Cloud Wars Decided: GOOGL and AMZN Win Big Tech Earnings Week While META Spends Its Way Into a Timeout
YouTube's finance desk is unanimous: Alphabet and Amazon crushed it, Meta's $10B capex hike is a trust problem, and the Fed just had its messiest meeting since 1992

Ticker Ratings
Let's do the scorecard fast: $GOOGL beat revenue estimates with $94.7B vs $91.6B expected, Google Cloud hit $20B with 63% YoY growth and margins expanding from ~20% to nearly 30% in six months, and Gemini enterprise users grew 40% quarter-over-quarter. Meanwhile $AMZN's AWS clocked 28% growth — its best in roughly 15 quarters. Bloomberg's entire podcast lineup agreed: these two were the clear winners of earnings week.
Then there's $META, which fell 5-6% after hours after raising 2026 capex guidance to $125-145B (up from $115-135B). The Q2 revenue guide of $58-61B was merely in line — and Wall Street does not do merely. Bloomberg analysts flagged the core problem: Meta has no cloud business to monetize its AI spending, unlike Google, Amazon, and Microsoft. $MSFT Azure grew 39% — technically a beat — but got completely overshadowed.

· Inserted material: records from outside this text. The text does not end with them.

PR #1323, opened 2023-11-09
Adds multiple sci-icons 

mko-sci:
Adds the following css icon classes:

Bildschirmfoto 2023-11-09 um 13 55 46

Fixes: OX-10532

### DIFF
--- a/src/main/resources/assets/design-system/icons.scss
+++ b/src/main/resources/assets/design-system/icons.scss
@@ -100,3 +100,7 @@
 .sci-icon-product-cart-gray {
   background-image: url(svgResource('/assets/images/icons/cart.svg', #212529));
 }
+
+.sci-icon-download-gray {
+  background-image: url(svgResource('/assets/images/icons/download.svg', #212529));
+}
--- a/src/main/resources/assets/design-system/icons.scss
+++ b/src/main/resources/assets/design-system/icons.scss
@@ -108,3 +108,7 @@
 .sci-icon-catalog-gray {
   background-image: url(svgResource('/assets/images/icons/catalog.svg', #212529));
 }
+
+.sci-icon-magnifier-gray {
+    background-image: url(svgResource('/assets/images/icons/magnifier.svg', #212529));
+}
--- a/src/main/resources/assets/design-system/icons.scss
+++ b/src/main/resources/assets/design-system/icons.scss
@@ -104,3 +104,7 @@
 .sci-icon-download-gray {
   background-image: url(svgResource('/assets/images/icons/download.svg', #212529));
 }
+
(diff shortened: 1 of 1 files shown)


src/main/resources/assets/design-system/icons.scss
```diff
@@ -96,3 +96,19 @@
...
+
+.sci-icon-product-cart-gray {
+  background-image: url(svgResource('/assets/images/icons/cart.svg', #212529));
+}
+
+.sci-icon-download-gray {
+  background-image: url(svgResource('/assets/images/icons/download.svg', #212529));
+}
+
+.sci-icon-catalog-gray {
```
idlira, line 108: Maybe `document`, `book` or `open-book` better shows what the icon really is.

idlira (approved):

src/main/resources/assets/design-system/icons.scss
idlira: Just out of curiosity: shall colors be part of the icons or should it be added via extra classes?

jakobvogel (approved):

src/main/resources/assets/design-system/icons.scss
```diff
@@ -96,3 +96,7 @@
 .sci-icon-product-cart-blue {
   background-image: url(svgResource('/assets/images/icons/cart.svg', #3465CC));
 }
+
+.sci-icon-product-cart-gray {
```
sabieber, line 100: Would use the same naming as the sirius-colors or otherwise it gets confusing as sirius-gray = #ACACAC. So maybe call this -muted

src/main/resources/assets/design-system/icons.scss
sabieber: But we would have to rename the svg itself in that case, which could be breaking

sabieber (changes requested):

src/main/resources/assets/design-system/icons.scss
mko-sci: The color comes from `sci-text-soft`.
The class `sci-muted-link` does not modify the color:
```
.sci-muted-link {
  text-decoration: none;
  cursor: pointer;

  &:hover {
    text-decoration: underline;
  }
}
```

mko-sci: Should I replaces `-gray` with `-soft` then?

sabieber: Sorry yes, thats what I meant. Or `-text-soft`

idlira (approved):

sabieber (approved):

jakobvogel (approved):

Jim Cramer on Mad Money called it: hyperscalers disappointed, while supply-constrained semis like $INTC (+12%) and $NXPI (+25%) stole the show.
Backdrop for all of this: the Fed held rates in an 8-4 vote — the most dissents since 1992 — Brent crude briefly breached $120/barrel, and Powell announced he's staying on as a governor after his chair term ends May 15. Google just accidentally became the most exciting stock in tech, and that's a sentence nobody had on their bingo card entering 2026.